Documentation

Documentation of our group’s bioinformatics pipeline.

  • The Github folder containing the pipeline, this documentation, example cases, and the tutorial is accessible here.
  • The pipeline is accessible here.
  • The repository contains example data. The folder is accessible here.

Overview of the tool and its purpose

This is a reproduceable bioinformatics pipeline which can take as input a list of DNA sequences and perform an in-depth sequence analysis. It is designed to require minimal setup beyond placing the input data in the correct folder.

The pipeline can:

  • investigate the sequence properties
  • predict their functions
  • predict their organisms of origin
  • explore their evolutionary relationships

Installation instructions

The entire pipeline is downloadable as a Jupyter file (.ipynb). Go to the /notebooks folder on our Github page and download main_pipeline.ipynb. You can open it either on Google Colab or on a IDE of your choice such as Visual Studio Code, provided it can open Jupyter files. Make sure your sequences are saved in the fasta format in a file which you must name sequences.fna and import that file in the /data folder in the same folder where the pipeline is located. Run the pipeline.

Usage guide with examples

See the example folder on Github. Alternatively, you may refer to our tutorial for further guidance.
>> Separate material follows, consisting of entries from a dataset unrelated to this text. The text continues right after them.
PR #1059, opened 2020-04-22
YOLO python demo: proportional resize

eizamaliev:
*UPDATE:*
The demo will be updated to proportional resize.

### DIFF
--- a/demos/python_demos/object_detection_demo_yolov3_async/object_detection_demo_yolov3_async.py
+++ b/demos/python_demos/object_detection_demo_yolov3_async/object_detection_demo_yolov3_async.py
@@ -133,15 +133,22 @@ def entry_index(side, coord, classes, location, entry):
     return int(side_power_2 * (n * (coord + classes + 1) + entry) + loc)
 
 
-def scale_bbox(x, y, input_height, input_width, class_id, confidence, h_scale, w_scale):
-    xmin = int((x - input_width / 2) * w_scale)
-    ymin = int((y - input_height / 2) * h_scale)
-    xmax = int(xmin + input_width * w_scale)
-    ymax = int(ymin + input_height * h_scale)
+def scale_bbox(x, y, h, w, class_id, confidence, h_scale, w_scale):
+    xmin = int((x - w / 2) * w_scale)
+    ymin = int((y - h / 2) * h_scale)
+    xmax = int(xmin + w * w_scale)
+    ymax = int(ymin + h * h_scale)
     return dict(xmin=xmin, xmax=xmax, ymin=ymin, ymax=ymax, class_id=class_id, confidence=confidence)
 
 
 def parse_yolo_region(blob, resized_image_shape, original_im_shape, params, threshold):
+    def argmax(array):
+        index, max_val = -1, -1
+        for i, val in enumerate(array):
+            if val > max_val:
+                index, max_val = i, val
+        return index
+
     # ------------------------------------------ Validating output parameters ------------------------------------------
     _, _, out_blob_h, out_blob_w = blob.shape
     assert out_blob_w == out_blob_h, "Invalid size of output blob. It sould be in NCHW layout and height should " \
@@ -176,16 +183,20 @@ def parse_yolo_region(blob, resized_image_shape, original_im_shape, params, thre
             except OverflowError:
                 continue
             # Depends on topology we need to normalize sizes by feature maps (up to YOLOv3) or by input shape (YOLOv3)
-            input_width = w_exp * params.anchors[2 * n] / (resized_image_w if params.isYoloV3 else params.side)
-            input_height = h_exp * params.anchors[2 * n + 1] / (resized_image_h if params.isYoloV3 else params.side)
+            w = w_exp * params.anchors[2 * n] / (resized_image_w if params.isYoloV3 else params.side)
+            h = h_exp * params.anchors[2 * n + 1] / (resized_image_h if params.isYoloV3 else params.side)
+            classes = []
             for j in range(params.classes):
                 class_index = entry_index(params.side, params.coords, params.classes, n * side_square + i,
                                           params.coords + 1 + j)
-                confidence = scale * predictions[class_index]
-                if confidence < threshold:
-                    continue
-                objects.append(scale_bbox(x=x, y=y, input_height=input_height, input_width=input_width, class_id=j,
-                                          confidence=confidence, h_scale=orig_im_h, w_scale=orig_im_w))
+                classes.append(predictions[class_index])
+
+            label = argmax(classes)
+            confidence = classes[label]*scale
+            if confidence < threshold:
+                continue
+            objects.append(scale_bbox(x=x, y=y, h=h, w=w, class_id=label, confidence=confidence,
+                                      h_scale=orig_im_h, w_scale=orig_im_w))
     return objects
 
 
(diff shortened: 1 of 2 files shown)


demos/python_demos/object_detection_demo_yolov3_async/object_detection_demo_yolov3_async.py
```diff
@@ -146,14 +153,18 @@ def parse_yolo_region(blob, resized_image_shape, original_im_shape, params, thre
...
                 class_index = entry_index(params.side, params.coords, params.classes, n * side_square + i,
                                           params.coords + 1 + j)
-                confidence = scale * predictions[class_index]
-                if confidence < threshold:
-                    continue
-                objects.append(scale_bbox(x=x, y=y, h=h, w=w, class_id=j, confidence=confidence,
-                                          h_scale=orig_im_h, w_scale=orig_im_w))
+                classes.append(predictions[class_index])
+
+            label = argmax(classes)
```
IRDonch, line 162: Why are you selecting the _greatest_ class index? Is there some significance to it?

demos/python_demos/object_detection_demo_yolov3_async/object_detection_demo_yolov3_async.py
```diff
@@ -310,8 +321,10 @@ def main():
         presenter.drawGraphs(frame)
         for obj in objects:
             # Validation bbox of detected object
-            if obj['xmax'] > origin_im_size[1] or obj['ymax'] > origin_im_size[0] or obj['xmin'] < 0 or obj['ymin'] < 0:
-                continue
+            obj['xmax'] = min(obj['xmax'], origin_im_size[1])
+            obj['ymax'] = min(obj['ymax'], origin_im_size[0])
+            obj['xmin'] = max(obj['xmin'], 0)
+            obj['ymin'] = max(obj['ymin'], 0)
```
IRDonch, line 327: Shouldn't there still be some check as to whether the object overlaps the image at all?

eizamaliev: Box always intersects with image, because center of it **always** lies inside image.

demos/python_demos/object_detection_demo_yolov3_async/object_detection_demo_yolov3_async.py
eizamaliev: I'm not sure what do yo mean. But as you know, for each bbox model predicts objectness score and class probabilities. So, the real score is derived as multiplication of objectness score and highest class probability. Another way, you need only class with highest probability.

IRDonch: Right, I misread the code. Maybe you could rename `classes` to `class_probabilities` to make it clearer?

IRDonch:
I converted the PR into a draft since you added "WIP" to the title. Feel free to convert it back when it's ready.

Wovchena:
You have merge conflict

demos/python_demos/object_detection_demo_yolov3_async/object_detection_demo_yolov3_async.py
```diff
@@ -172,6 +184,24 @@ def intersection_over_union(box_1, box_2):
...
+        return cv2.resize(image, size, interpolation=interpolation)
+
+    iw, ih = image.shape[0:2][::-1]
+    w, h = size
+    scale = min(w/iw, h/ih)
+    nw = int(iw*scale)
+    nh = int(ih*scale)
+    image = cv2.resize(image, (nw, nh), interpolation=interpolation)
+    new_image = np.zeros((size[1], size[0], 3), np.uint8)
+    new_image.fill(128)
```
IRDonch, line 198: Why not `np.full`?

demos/python_demos/object_detection_demo_yolov3_async/object_detection_demo_yolov3_async.py
```diff
@@ -146,14 +154,18 @@ def parse_yolo_region(blob, resized_image_shape, original_im_shape, params, thre
...
                 class_index = entry_index(params.side, params.coords, params.classes, n * side_square + i,
                                           params.coords + 1 + j)
-                confidence = scale * predictions[class_index]
-                if confidence < threshold:
-                    continue
-                objects.append(scale_bbox(x=x, y=y, h=h, w=w, class_id=j, confidence=confidence,
-                                          h_scale=orig_im_h, w_scale=orig_im_w))
+                class_probabilities.append(predictions[class_index])
+
+            label = np.argmax(class_probabilities)
```
IRDonch, line 163: Maybe this should be called `class_id`? It's used to initialize a field with that name, after all.

demos/python_demos/object_detection_demo_yolov3_async/object_detection_demo_yolov3_async.py
```diff
@@ -310,10 +339,12 @@ def main():
...
             # Validation bbox of detected object
-            if obj['xmax'] > origin_im_size[1] or obj['ymax'] > origin_im_size[0] or obj['xmin'] < 0 or obj['ymin'] < 0:
-                continue
+            obj['xmax'] = min(obj['xmax'], origin_im_size[1])
+            obj['ymax'] = min(obj['ymax'], origin_im_size[0])
+            obj['xmin'] = max(obj['xmin'], 0)
+            obj['ymin'] = max(obj['ymin'], 0)
             color = (int(min(obj['class_id'] * 12.5, 255)),
-                     min(obj['class_id'] * 7, 255), min(obj['class_id'] * 5, 255))
+                     int(min(obj['class_id'] * 7, 255)), int(min(obj['class_id'] * 5, 255)))
```
IRDonch, line 347: I can see why these `int`s are here, but it's not obvious at all. IMO, you should instead convert the class ID to `int` _before_ you put it into `obj` (and explain in a comment why you're doing it).

demos/python_demos/object_detection_demo_yolov3_async/object_detection_demo_yolov3_async.py
```diff
@@ -345,6 +376,7 @@ def main():
         start_time = time()
         if not args.no_show:
             cv2.imshow("DetectionResults", frame)
+        cv2.imwrite('out.jpg', frame)
```
IRDonch, line 379: I think you forgot to remove some debugging code.

demos/python_demos/object_detection_demo_yolov3_async/object_detection_demo_yolov3_async.py
```diff
@@ -176,16 +185,20 @@ def parse_yolo_region(blob, resized_image_shape, original_im_shape, params, thre
             except OverflowError:
                 continue
             # Depends on topology we need to normalize sizes by feature maps (up to YOLOv3) or by input shape (YOLOv3)
-            input_width = w_exp * params.anchors[2 * n] / (resized_image_w if params.isYoloV3 else params.side)
-            input_height = h_exp * params.anchors[2 * n + 1] / (resized_image_h if params.isYoloV3 else params.side)
+            w = w_exp * params.anchors[2 * n] / size_normalizer[0]
+            h = h_exp * params.anchors[2 * n + 1] / size_normalizer[1]
```
Wovchena, line 189: Can you rename single char vars. It's hard to search for their usages with Ctrl+f. Here and in `def scale_bbox(x, y, h, w, class_id, confidence, im_h, im_w, is_proportional):`

demos/python_demos/object_detection_demo_yolov3_async/object_detection_demo_yolov3_async.py
IRDonch: I see that you removed the `int` casts. Were they not necessary after all? I thought they were needed to ensure that we pass `int` objects to OpenCV, rather than `np.int32`/`np.float64`?

eizamaliev: I moved `int` cast to parsing function since it should return `class_id` as int.

IRDonch: Ah, I see now, you've used the `item` method to convert the value to a native Python type. Yeah, that's much better, thanks.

Technical details about the implementation

The pipeline is written entirely in Python and uses standard scientific and bioinformatic libraries such as:

  • Biopython for handling FASTA files, sequence analysis, and accessing biological databases
  • scikit-learn and NumPy for statistical analysis and machine learning-based function prediction
  • matplotlib and seaborn for data visualization
  • BLAST+ (via command-line calls) for identifying homologous sequences and predicting organisms of origin
  • Clustal Omega for multiple sequence alignment and phylogenetic analysis

Contribution guidelines for future development

We welcome contributions from the community to improve and expand the functionality of this pipeline. Feel free to contribute by forking the Github repository and creating a new branch with your desrired modifications. Please make sure to include example cases and proper documentation before submitting a pull request.